---
title: "Microsoft GraphRAG: what we learned"
url: https://mdfy.app/6WkjlKgA
updated: 2026-05-14T18:15:49.480Z
source: "mdfy.app"
---
# Microsoft GraphRAG: what we learned

> Read the 2024 paper and the follow-ups (Project NotebookLM, the v1.1 release, the open-source community fork). Notes for the team to reference when "GraphRAG" comes up.

## The thesis, in one sentence

> Build a knowledge graph from a document corpus, run community detection on it, and answer queries by traversing the graph instead of just embedding-matching.

## What's good

- **Multi-hop reasoning.** GraphRAG beats naive RAG on the "compare X and Y across documents" class of questions.
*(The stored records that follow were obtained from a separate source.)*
PR #2318, opened 2017-11-01
[FlexibleHeader] Update Swift snippets in README

mpetrov:
Updated to modern Swift syntax, as well as using some more idiomatic constructs for protocol conformance and nil checking.


ajsecord (approved):
Thanks!

PR #2322, opened 2017-11-01
[Tabs] API review: selection indicator templates 

brianjmoore:
This is an API review for adding support for custom selection indicators to MDC Tabs, with an initial focus on path-based indicators. This will allow clients to define whatever shape they want to replace the default underline indicator, including shapes that are based on the size and location of the tab's title/image/title+image.

This design is intended to leave room for future plans. In particular, future revisions will add support for indicator images, which would be accomplished by adding an optional image property to `MDCTabBarIndicatorAttributes`.

This PR includes a brief usage example for illustration purposes only. The actual implementation will provide a full, independent custom indicator example.


brianjmoore:
To be clear: As this is only the API, it should not actually be merged after approval.

jverkoey:
Can you add a screenshot of the new behavior?

brianjmoore:
Here's a screenshot of the included example, which adds an oval behind the tab's content.

simulator screen shot - iphone 8 - 2017-11-01 at 14 43 34

jverkoey:
Neat. I like the UICollectionViewItem-esque API design here.

Will changes to the tab selection animate the selected path?

components/Tabs/src/MDCTabBarIndicatorTemplate.h
```diff
@@ -0,0 +1,36 @@
+/*
+ Copyright 2016-present the Material Components for iOS authors. All Rights Reserved.
```
jverkoey: Please update copyright headers here and throughout.

brianjmoore:
Yep, the provided path will animate between states using CAShapeLayer's normal tweening. My rough prototype is at https://github.com/brianjmoore/material-components-ios/tree/selectiontemplate/components if you want to check it out.

components/Tabs/src/MDCTabBarIndicatorTemplate.h
```diff
@@ -0,0 +1,36 @@
...
+/*
+ Template for indicator content which defines how the indicator changes appearance in response to
+ changes in its context.
+ */
+@protocol MDCTabBarIndicatorTemplate <NSObject>
+
+/**
+ Returns an attributes object that describes how the indicator should appear in a given context.
+
+ If unimplemented, the default is an empty attributes object.
```
jverkoey: This can't be unimplemented - do we need this line of documentation?

components/Tabs/src/MDCTabBarIndicatorContext.h
```diff
@@ -0,0 +1,41 @@
...
+ distributed under the License is distributed on an "AS IS" BASIS,
+ WITHOUT WARRANTIES OR CONDITIONS OF ANY KIND, either express or implied.
+ See the License for the specific language governing permissions and
+ limitations under the License.
+ */
+
+#import <UIKit/UIKit.h>
+
+/** Information about the context in which a tab bar indicator will be displayed. */
+@interface MDCTabBarIndicatorContext : NSObject
```
jverkoey: Can this be a protocol publicly? Making it a protocol gives us more flexibility to adjust the underlying implementation without affecting clients. I'm assuming that clients will never need to instantiate an instance of this type.

jverkoey (changes requested):

romoore (commented):
Is there a reason why we would want indicators to be something other than a "shape" sitting below the content within a tab? For example, do we want to support circles enclosing the tab content, translucent vector art overlaying it, etc.?  Without understanding the use cases for such customizable behavior, I'm thinking that having a basic ShapeGenerator that the TabBar uses to render a shaped underline might be better.

components/Tabs/examples/TabBarTextOnlyExample.m
```diff
@@ -72,6 +87,7 @@ - (void)loadTabBar {
   // rely on the UIAppearance proxy.
   self.tabBar.selectedItemTintColor = [UIColor whiteColor];
   self.tabBar.tintColor = [UIColor colorWithWhite:1.0f alpha:0.5f];
```
jgunaratne, line 90: Tangentially related: any plans to move away from tintColor in MDCTabBar and instead use color properties that have clearer semantic meaning (e.g. barBackgroundColor, disabledTabColor, etc.)? @ianegordon has mentioned tintColor applied to some UIKit components can have unpredictable colorization results.

components/Tabs/src/MDCTabBarIndicatorTemplate.h
brianjmoore: Done

components/Tabs/src/MDCTabBarIndicatorTemplate.h
brianjmoore: Removed

components/Tabs/src/MDCTabBarIndicatorContext.h
brianjmoore: Yeah, that makes sense. Changed.

components/Tabs/examples/TabBarTextOnlyExample.m
brianjmoore: No plans at the moment and they would be independent of this work, but I agree it would help add some uniformity to the API. Should be as easy as adding a selectionIndicatorTintColor property.

brianjmoore:
@romoore The mocks that defined the requirements for this design include selection indicators that are not underlines below the tab content, such as a round-rect pill shape behind the text. There are also designs that show a bitmap under the tab's content.

At its core this design is just a shape generation scheme, but it's written to be flexible to future visual designs. If we were to have generalized shape definition facilities in MDC in the future, they could be developed orthogonally to this and plugged in straightforwardly as a new template type.

romoore:
@brianjmoore Thanks for the reply. Given the need to support images and shaped highlights, would it make sense to have the Indicator Template return a UIView for the provided context rather than the IndicatorAttributes?

brianjmoore:
@romoore Custom views were in fact the original design, but I decided to go for something more limited for a few reasons:
* In practice, implementing indicator views that update and animate their contents in a predictable and robust way is difficult and subtle. Requiring clients to perform this work would be onerous and placing this complexity in MDCTabBar would increase MDC’s support burden. Templates let us make it easy for clients to implement a pretty wide variety of pretty behaviors without much difficulty.
* Integration with UIAppearance was more awkward. UIAppearance support is what led me to value-semantic template objects in the first place, and at that point it didn't feel appropriate to have the template generate a full-on view due to the potential for breakage (see above) and misuse.
* More of a tertiary concern, but logic for custom indicator views written for iOS are less portable to other platforms than custom path-or-image generating templates would be.

One neat thing about templates is that they would still allow full custom indicator view support to be built on top in the future if we wanted to provide ultimate flexibility. The view API is then pretty straightforward with just a way to apply MDCTabBarIndicatorAttributes provided by a template.

romoore:
@brianjmoore That sounds good to me. Thanks for replying and explaining the rationale for the design. 👍  Looks good to me!

romoore (approved):
General API looks good to me.

brianjmoore:
Thanks for the feedback everyone! Let's give this review one more day and close it out at 12:00 eastern time on 2017-11-8.

jverkoey (approved):

jgunaratne (approved):

brianjmoore:
It appears all comments have been addressed. Thanks for the review!

willlarche:
Woo!!!

PR #2326, opened 2017-11-02
[Catalog] Fixed some swift Imports

randallli:
Changed some imports to be at the component level instead of all of material components.


catalog/MDCCatalog/AppDelegate.swift
```diff
@@ -17,7 +17,21 @@ limitations under the License.
 import UIKit
 
 import CatalogByConvention
-import MaterialComponents
+
```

The community-detection step gives it a structural prior that vector recall misses.
- **Honest about its costs.** The paper is explicit that GraphRAG is 10-50x more expensive than naive RAG to build, because the graph extraction is an LLM-per-chunk operation. They don't bury this.
- **The open-source release is real.** The Python package works. The community fork (rust-graphrag) shaves indexing time by ~3x.

## What's structurally different from us

GraphRAG is a **service**. You hand it a corpus, it builds an index, it serves queries internally to an upstream system. The graph never leaves the service.
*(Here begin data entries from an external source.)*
PR #2351, opened 2017-11-04
[TextFields] Fix multiline placeholder position and transform bug

### LINKED ISSUE #2121: [TextFields] Floating label in MDCTextInputControllerLegacyDefault is sometimes indented.
### Overview
Occasionally, the floating label for the placeholder is showing as indented.  I believe this happens with both the MDCTextInputControllerDefault & MDCTextInputControllerLegacyDefault.  It appears to be related to setting the MDCTextField's text programatically.

### Reproduction steps
 Set both the placeholder & text programatically. The floating label will be indented (both when field is active & inactive).
image

### Version number
 35.3.0

iOS 10.3 iPhone 7 Plus (simulator)

willlarche:
closes #2121 

Includes tiny bits of organization too.

### DIFF
--- a/components/TextFields/examples/TextFieldExample.swift
+++ b/components/TextFields/examples/TextFieldExample.swift
@@ -153,6 +153,7 @@ final class TextFieldSwiftExample: UIViewController {
     scrollView.addSubview(message)
     let messageController = MDCTextInputControllerDefault(textInput: message)
     message.textView?.delegate = self
+    message.text = "This is where you could put a multi-line message like an email."
     message.multilineDelegate = self
     messageController.placeholderText = "Message"
     allTextFieldControllers.append(messageController)
--- a/components/TextFields/src/MDCTextInputControllerDefault.m
+++ b/components/TextFields/src/MDCTextInputControllerDefault.m
@@ -570,8 +570,8 @@ static UITextFieldViewMode _underlineViewModeDefault = UITextFieldViewModeWhileE
   if (isToUp) {
     UIOffset offset = [self floatingPlaceholderOffset];
     UIEdgeInsets insets = self.textInput.textInsets;
-
-    CGFloat horizontalLeading = insets.left - offset.horizontal;
+    CGFloat leadingConstant = [self floatingPlaceholderAnimationConstraintLeadingConstant:insets
+                                                                                   offset:offset];
     if (!self.placeholderAnimationConstraintLeading) {
       self.placeholderAnimationConstraintLeading =
           [NSLayoutConstraint constraintWithItem:self.textInput.placeholderLabel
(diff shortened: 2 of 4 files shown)


components/TextFields/src/MDCTextInputControllerDefault.m
```diff
@@ -620,6 +620,23 @@ - (void)updatePlaceholderAnimationConstraints:(BOOL)isToUp {
   }
 }
 
+- (BOOL)needsUpdatePlaceholderAnimationConstraintsToUp {
```
randallli, line 623: Nonblocking comment: What is "up" in this case? I feel like you explain this to me once but now I forgot again. Perhaps a comment would provide context?

randallli: I noticed that it is a private property. Let us put the comment there.

randallli (approved):

components/TextFields/examples/TextFieldExample.swift
```diff
@@ -153,6 +153,7 @@ final class TextFieldSwiftExample: UIViewController {
     scrollView.addSubview(message)
     let messageController = MDCTextInputControllerDefault(textInput: message)
     message.textView?.delegate = self
+    message.text = "This is where you could put a multi-line message like an email."
```
romoore, line 156: Can we demo something with line breaks like `\r\n`?

components/TextFields/src/MDCTextInputControllerDefault.m
```diff
@@ -653,6 +670,18 @@ - (UIOffset)floatingPlaceholderOffset {
   return UIOffsetMake(horizontal, vertical);
 }
 
+- (CGFloat)floatingPlaceholderAnimationConstraintLeadingConstant:(UIEdgeInsets)textInsets
```
romoore, line 673: If the UIEdgeInsets don't need to be swapped for RTL, could you please document that you expect them to arrived with leading mapped to left, and trailing mapped to right? It would reduce my RTL-related anxiety. :)

components/TextFields/src/MDCTextInputControllerLegacyDefault.m
```diff
@@ -542,12 +537,19 @@ - (void)movePlaceholderToUp:(BOOL)isToUp {
       }];
 }
 
+- (BOOL)isPlaceholderUp {
+  return self.placeholderAnimationConstraints.count > 0 &&
+  !CGAffineTransformEqualToTransform(self.textInput.placeholderLabel.transform,
```
romoore, line 542: Nit/Indentation: The second row should be indented 4 spaces.

romoore (changes requested):

components/TextFields/examples/TextFieldExample.swift
willlarche: Done!

components/TextFields/src/MDCTextInputControllerDefault.m
willlarche: I've removed it as a property since I really just need the getter. And I've commented on that section.

components/TextFields/src/MDCTextInputControllerLegacyDefault.m
willlarche: Done.

components/TextFields/src/MDCTextInputControllerDefault.m
willlarche: Done!

components/TextFields/examples/TextFieldExample.swift
willlarche: DOne

PR #2357, opened 2017-11-06
[BottomNavigation] Fix example using iOS 10 API

### LINKED ISSUE #2355: [BottomNavigation] BottomNavigationTypicalUseExample uses unavailable API UITabBarItem.badgeColor
### Overview
The example code is checking for the SDK at compile time but not at runtime. It needs an additional @available check.

```objectivec
// - (void)commonBottomNavigationTypicalUseExampleInit {
// ...
    tabBarItem5.badgeColor = [MDCPalette cyanPalette].accent700;
  }
#endif
```

romoore:
The typical use example uses an iOS 10-only API and needs an @available check
to silence warnings.

Closes #2355

### DIFF
--- a/components/BottomNavigation/examples/BottomNavigationTypicalUseExample.m
+++ b/components/BottomNavigation/examples/BottomNavigationTypicalUseExample.m
@@ -76,7 +76,12 @@
                                       tag:0];
   tabBarItem5.badgeValue = @"999+";
 #if defined(__IPHONE_10_0) && (__IPHONE_OS_VERSION_MAX_ALLOWED >= __IPHONE_10_0)
-  tabBarItem5.badgeColor = [MDCPalette cyanPalette].accent700;
+#pragma clang diagnostic push
+#pragma clang diagnostic ignored "-Wpartial-availability"
+  if ([tabBarItem5 respondsToSelector:@selector(badgeColor)]) {
+    tabBarItem5.badgeColor = [MDCPalette cyanPalette].accent700;
+  }
+#pragma clang diagnostic pop
 #endif
   _bottomNavBar.items = @[ tabBarItem1, tabBarItem2, tabBarItem3, tabBarItem4, tabBarItem5 ];
   _bottomNavBar.selectedItem = tabBarItem2;


components/BottomNavigation/examples/BottomNavigationTypicalUseExample.m
```diff
@@ -76,7 +76,9 @@ - (void)commonBottomNavigationTypicalUseExampleInit {
                                       tag:0];
   tabBarItem5.badgeValue = @"999+";
 #if defined(__IPHONE_10_0) && (__IPHONE_OS_VERSION_MAX_ALLOWED >= __IPHONE_10_0)
-  tabBarItem5.badgeColor = [MDCPalette cyanPalette].accent700;
+  if (@available(iOS 10.0, *)) {
```
jgunaratne: I believe when I added this either Travis or Xcode (compiling for 8.4) complained. Please double-check this works with both.

romoore: Thanks. My approach doesn't work since @available isn't *available* until the iOS 11 SDK. Switched to a respondsToSelector instead.  Fixes the crash on iOS 8.1 simulators.

components/BottomNavigation/examples/BottomNavigationTypicalUseExample.m
```diff
@@ -76,7 +76,12 @@ - (void)commonBottomNavigationTypicalUseExampleInit {
                                       tag:0];
   tabBarItem5.badgeValue = @"999+";
 #if defined(__IPHONE_10_0) && (__IPHONE_OS_VERSION_MAX_ALLOWED >= __IPHONE_10_0)
-  tabBarItem5.badgeColor = [MDCPalette cyanPalette].accent700;
+#pragma clang diagnostic push
```
willlarche, line 79: I'm of the opinion that this isn't exactly what we want to be doing. Instead someone should go thru and add @available all over the place.

romoore: @available is only available on iOS 11+, so we would have to do a macro check for iOS 11 inside the macro check for iOS 10 to see if we can use @available. If we can't use @available, we'd still need to check if the selector is defined since it was introduced in iOS 10.

jgunaratne (approved):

mdfy is a **delivery model**. We don't traverse the graph internally on the receiver's behalf — we ship the graph in the URL response and let the receiving AI inherit it. Same primitive (a knowledge graph over docs), different delivery shape.
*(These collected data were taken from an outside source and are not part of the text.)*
PR #2362, opened 2017-11-06
[Slider]Create default light and dark color schemes for MDCSlider

jmdetloff:

### DIFF
--- a/components/Slider/src/ColorThemer/MDCSliderColorThemer.m
+++ b/components/Slider/src/ColorThemer/MDCSliderColorThemer.m
@@ -15,6 +15,10 @@
  */
 
 #import "MDCSliderColorThemer.h"
+#import "MaterialPalettes.h"
+
+static const CGFloat kSliderThemerLightAlpha = 0.26f;
+static const CGFloat kSliderThemerDarkAlpha = 0.3f;
 
 @implementation MDCSliderColorThemer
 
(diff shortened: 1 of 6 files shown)


components/Slider/src/MDCSlider.m
```diff
@@ -91,20 +91,56 @@ - (void)commonMDCSliderInit {
...
   _thumbTrack.trackOffColor =
       trackBackgroundColor ? trackBackgroundColor : [[self class] defaultTrackOffColor];
-  ;
 }
 
 - (UIColor *)trackBackgroundColor {
   return _thumbTrack.trackOffColor;
 }
 
+- (void)setDisabledColor:(UIColor *)disabledColor {
```
randallli, line 107: lets write a unit test for this.

components/Slider/src/MDCSlider.h
```diff
@@ -152,6 +161,15 @@ IB_DESIGNABLE
  */
 @property(nonatomic, assign, getter=isThumbHollowAtStart) BOOL thumbHollowAtStart;
 
+/**
+ * A default color scheme for sliders displayed on light backgrounds. This color scheme is applied
+ * by default to new MDCSlider instances.
+ */
++ (nonnull MDCBasicColorScheme *)defaultSliderLightColorScheme;
```
randallli: Can we move these into the color themer so the base component doesn't depend on the NDCBasicColorScheme?

randallli (changes requested):

components/Slider/src/MDCSlider.m
jmdetloff: Done

components/Slider/src/ColorThemer/MDCSliderColorThemer.m
```diff
@@ -15,13 +15,46 @@
  */
 
 #import "MDCSliderColorThemer.h"
+#import "MaterialPalettes.h"
```
randallli, line 18: do we need to add a cocoapod dep?

randallli (approved):

components/Slider/src/ColorThemer/MDCSliderColorThemer.m
jmdetloff: Added!

Issue #1221, opened 2017-02-24
[Palettes] Replace hex to RGB functions w/ dependency to Palettes and its function


willlarche:
### Overview
Several pods have a hex to RGB function. There's already one in the Palettes tho. Let's migrate to that and make Palettes a common lightweight dependency.

### Reproduction steps

See:
37:MDCPalettes.m:
static inline UIColor *ColorFromRGB(uint32_t rgbValue) 

65:MDCButton.m:
static inline UIColor *MDCColorFromRGB(uint32_t rgbValue)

## Where the comparison breaks down

The question "is mdfy a GraphRAG implementation?" is the wrong question. We share the substrate (LLM-extracted entities + relations over a markdown corpus). We don't share the API surface. GraphRAG is a Python package you embed in a backend; mdfy is a URL you paste into Claude.

## What we should take

1. **Community detection.** We currently group concepts by simple cosine clustering. The Leiden-community approach in GraphRAG is more robust to high-variance corpus sizes. Worth porting.
2. **Hierarchical summaries.** GraphRAG indexes summaries at multiple zoom levels (community → community-of-communities). We index summaries at the bundle level only. Possible v7 expansion.

## What we should leave

The whole "build-time is expensive, query-time is fast" promise. Our users won't tolerate a build step. The graph extraction has to be a streaming-friendly background job, not a batch one.